▶ **Material for this exercise**:
++++++++

PR #522, opened 2022-06-24
Prevent employee from invitating team members and fixed invitation flow

gowsik-ragunath:
## Notion card

https://www.notion.so/saeloun/Update-Deviceinvitetable-3a653cf772104331bd7ddee7d91e46b8

## Summary

- Added a pundit policy to prevent employees from inviting team members
- Updated the invitation controller create action to invite both new and existing users.

## Preview

https://www.loom.com/share/07c179ada15543fe8708fef5c38415a3

## Type of change

- [X] Bug fix (non-breaking change which fixes an issue)
      not work as expected)

### Checklist:

- [X] I have manually tested all workflows
- [X] I have performed a self-review of my own code
- [X] I have added automated tests for my code


app/models/company_user.rb
```diff
@@ -36,6 +36,6 @@ class CompanyUser < ApplicationRecord
   belongs_to :user
 
   # Validations
-  validates :designation, :employment_type, :joined_at, :employee_id, presence: true
-  validates :resigned_at, comparison: { greater_than: :joined_at }, unless: -> { resigned_at.nil? }
+  # validates :designation, :employment_type, :joined_at, :employee_id, presence: true
+  # validates :resigned_at, comparison: { greater_than: :joined_at }, unless: -> { resigned_at.nil? }
```
akhilgkrishnan, line 40: Why do we need this change.

app/views/devise/mailer/invitation_instructions.html.erb
```diff
@@ -8,12 +8,11 @@
...
 </ul>
 
-<p><%= t("devise.mailer.invitation_instructions.confirm") %></p>
-
 <% if @token.present? %>
+  <p><%= t("devise.mailer.invitation_instructions.confirm") %></p>
   <p><%= link_to t("devise.mailer.invitation_instructions.confirm_link"), accept_invitation_url(@resource, invitation_token: @token) %></p>
 <% else %>
-  <p><%= link_to t("devise.mailer.invitation_instructions.confirm_link"), root_url %></p>
+  <p><%= link_to "Visit workspace", root_url %></p>
```
akhilgkrishnan, line 15: but for the first-time user they have to set the password right?. In that case I feel it should be the `Accept Invitation`.

app/models/company_user.rb
gowsik-ragunath: In the backend, we have this validation but the frontend is not updated to get all these data, until the frontend is updated we should disable all these validations.

[Slack message ref.](https://saelounus.slack.com/archives/C033ZCDGJ10/p1656066640643929)

app/views/devise/mailer/invitation_instructions.html.erb
gowsik-ragunath: Yeah, for non-existing users the `if` block will be executed and the link in the mail will have `Yes, it's me, confirm my email address`, when the user clicks on that link it will take them to the set password page.

For existing users the `else` block will be executed and the link in the email will have `Visit workspace`, when clicked it will take them to the root path.

supriya3105:
@keshavbiswa @rohitjoshixyz Please review this PR as discussed in yesterday's stand up call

++++++++

▶ **Exercise instructions**: Write the listing out again in full, exactly as it stands above.

▶ **Result for this task**:
PR #522, opened 2022-06-24
Prevent employee from invitating team members and fixed invitation flow

gowsik-ragunath:
## Notion card

https://www.notion.so/saeloun/Update-Deviceinvitetable-3a653cf772104331bd7ddee7d91e46b8

## Summary

- Added a pundit policy to prevent employees from inviting team members
- Updated the invitation controller create action to invite both new and existing users.

## Preview

https://www.loom.com/share/07c179ada15543fe8708fef5c38415a3

## Type of change

- [X] Bug fix (non-breaking change which fixes an issue)
      not work as expected)

### Checklist:

- [X] I have manually tested all workflows
- [X] I have performed a self-review of my own code
- [X] I have added automated tests for my code


app/models/company_user.rb
```diff
@@ -36,6 +36,6 @@ class CompanyUser < ApplicationRecord
   belongs_to :user
 
   # Validations
-  validates :designation, :employment_type, :joined_at, :employee_id, presence: true
-  validates :resigned_at, comparison: { greater_than: :joined_at }, unless: -> { resigned_at.nil? }
+  # validates :designation, :employment_type, :joined_at, :employee_id, presence: true
+  # validates :resigned_at, comparison: { greater_than: :joined_at }, unless: -> { resigned_at.nil? }
```
akhilgkrishnan, line 40: Why do we need this change.

app/views/devise/mailer/invitation_instructions.html.erb
```diff
@@ -8,12 +8,11 @@
...
 </ul>
 
-<p><%= t("devise.mailer.invitation_instructions.confirm") %></p>
-
 <% if @token.present? %>
+  <p><%= t("devise.mailer.invitation_instructions.confirm") %></p>
   <p><%= link_to t("devise.mailer.invitation_instructions.confirm_link"), accept_invitation_url(@resource, invitation_token: @token) %></p>
 <% else %>
-  <p><%= link_to t("devise.mailer.invitation_instructions.confirm_link"), root_url %></p>
+  <p><%= link_to "Visit workspace", root_url %></p>
```
akhilgkrishnan, line 15: but for the first-time user they have to set the password right?. In that case I feel it should be the `Accept Invitation`.

app/models/company_user.rb
gowsik-ragunath: In the backend, we have this validation but the frontend is not updated to get all these data, until the frontend is updated we should disable all these validations.

[Slack message ref.](https://saelounus.slack.com/archives/C033ZCDGJ10/p1656066640643929)

app/views/devise/mailer/invitation_instructions.html.erb
gowsik-ragunath: Yeah, for non-existing users the `if` block will be executed and the link in the mail will have `Yes, it's me, confirm my email address`, when the user clicks on that link it will take them to the set password page.

For existing users the `else` block will be executed and the link in the email will have `Visit workspace`, when clicked it will take them to the root path.

supriya3105:
@keshavbiswa @rohitjoshixyz Please review this PR as discussed in yesterday's stand up call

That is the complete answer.